Detailed Description

Complete technical specification and implementation details from the patent document.

This application claims the benefit of U.S. Provisional Appl. No. 63/638,295 filed Apr. 24, 2024, which is incorporated herein by reference.

Current completion practices offer minimal opportunities to monitor the health of downhole components of the completion assembly. Erosion, corrosion, and material build-up (e.g., scale, asphaltenes, debris, etc.) generally go undetected until a well intervention is carried-out, or until a downhole component fails to function correctly. If the deterioration of the health of a completion component could be detected early, then preventative actions could be taken to minimize or eliminate the risks of costly workovers.

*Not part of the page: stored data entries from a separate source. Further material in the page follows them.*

PR #1444, opened 2021-05-13
Update required field labels and remove optional text for works

### LINKED ISSUE #1391: Add asterisks for required fields on work edit form
See wireframes: https://projects.invisionapp.com/share/EQXC9CLKCR2#/screens/420954309_v_Item_1_Edit

This ticket is in response to user testing where several users had trouble understanding which fields were required and which weren't.

Changes include:
1. Update text under work title on pages to say "*REQUIRED FIELDS"
2. Adding in asterisks next to section headers and field labels as indicated in the wireframes.
3. Removal of "(optional)" text

aaron-collier:
## Why was this change made?

Fixes #1391 

Screen Shot 2021-05-13 at 3 48 14 PM

- Adds '*' to required fields
- Update text to "* REQUIRED FIELDS*
- Removes (optional) where unnecessary.

Updated tests when looking for text

### DIFF
--- a/app/components/works/contributor_row_component.rb
+++ b/app/components/works/contributor_row_component.rb
@@ -4,11 +4,17 @@
 module Works
   # Renders a widget corresponding to a single contributor to the work.
   class ContributorRowComponent < ApplicationComponent
-    sig { params(form: ActionView::Helpers::FormBuilder, required: T::Boolean, citation: T::Boolean).void }
-    def initialize(form:, required: false, citation: false)
+    sig do
+      params(form: ActionView::Helpers::FormBuilder,
+             required: T::Boolean,
+             citation: T::Boolean,
+             optional: T::Boolean).void
+    end
+    def initialize(form:, required: false, citation: false, optional: false)
       @form = form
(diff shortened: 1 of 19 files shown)


app/components/works/contributor_row_component.rb
```diff
@@ -4,11 +4,17 @@
...
+      params(form: ActionView::Helpers::FormBuilder,
+             required: T::Boolean,
+             citation: T::Boolean,
+             optional: T::Boolean).void
+    end
+    def initialize(form:, required: false, citation: false, optional: false)
       @form = form
       @required = required
       @citation = citation
+      @optional = optional
```
jcoyne, line 17: Isn't optional implied when required is false?

jcoyne (changes requested):

app/components/works/contributor_row_component.rb
aaron-collier: Doh, yes. I totally missed that. Will update.

jcoyne (approved):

The traditional approach to investigate the health of the completion is to run wireline logs, caliper logs, slickline gauge cutters, etc. Also, coiled tubing jetting can be used to remove excess build-up of scale, asphaltenes, debris, and other materials. However, any problems often go undetected until a completion component fails, which can then result in an expensive workover, or a reduction in the well's production potential.

The subject matter of the present disclosure is directed to overcoming, or at least reducing the effects of, one or more of the problems set forth above.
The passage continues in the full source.